*** Input for this task ***

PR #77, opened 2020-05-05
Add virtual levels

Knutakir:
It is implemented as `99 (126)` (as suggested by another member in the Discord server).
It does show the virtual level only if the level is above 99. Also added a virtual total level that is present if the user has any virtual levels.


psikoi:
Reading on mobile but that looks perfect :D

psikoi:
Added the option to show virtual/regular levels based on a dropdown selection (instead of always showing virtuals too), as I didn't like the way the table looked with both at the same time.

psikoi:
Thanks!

*** End of Input for this task ***
*** Input for this task ***

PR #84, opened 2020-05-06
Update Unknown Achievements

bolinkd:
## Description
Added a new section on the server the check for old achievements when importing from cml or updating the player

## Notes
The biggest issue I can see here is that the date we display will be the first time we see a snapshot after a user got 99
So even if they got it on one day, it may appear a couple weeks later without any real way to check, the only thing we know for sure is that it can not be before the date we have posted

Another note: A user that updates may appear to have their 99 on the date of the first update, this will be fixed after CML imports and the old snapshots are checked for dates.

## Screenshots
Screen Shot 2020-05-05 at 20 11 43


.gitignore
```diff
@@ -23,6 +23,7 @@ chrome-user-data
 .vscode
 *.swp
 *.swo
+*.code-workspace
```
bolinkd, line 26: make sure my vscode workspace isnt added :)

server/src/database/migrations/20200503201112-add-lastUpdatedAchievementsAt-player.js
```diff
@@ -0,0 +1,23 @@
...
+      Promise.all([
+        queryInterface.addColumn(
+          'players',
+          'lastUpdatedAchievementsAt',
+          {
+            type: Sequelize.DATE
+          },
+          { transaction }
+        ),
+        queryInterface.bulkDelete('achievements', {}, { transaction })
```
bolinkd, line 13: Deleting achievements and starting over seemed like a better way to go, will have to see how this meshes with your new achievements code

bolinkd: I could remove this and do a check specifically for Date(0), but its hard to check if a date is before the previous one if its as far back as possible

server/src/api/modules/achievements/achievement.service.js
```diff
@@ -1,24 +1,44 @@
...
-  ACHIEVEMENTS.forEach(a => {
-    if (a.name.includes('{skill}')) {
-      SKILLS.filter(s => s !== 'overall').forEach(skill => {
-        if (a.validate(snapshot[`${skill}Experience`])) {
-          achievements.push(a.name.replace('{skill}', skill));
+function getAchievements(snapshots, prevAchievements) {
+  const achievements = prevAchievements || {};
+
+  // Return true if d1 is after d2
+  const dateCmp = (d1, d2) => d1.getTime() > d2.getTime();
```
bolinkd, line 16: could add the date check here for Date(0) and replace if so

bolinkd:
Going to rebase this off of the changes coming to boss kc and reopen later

*** End of Input for this task ***

#### Exercise details
A bare number is expected: how many lines above contain the word "like"?

#### Your response
2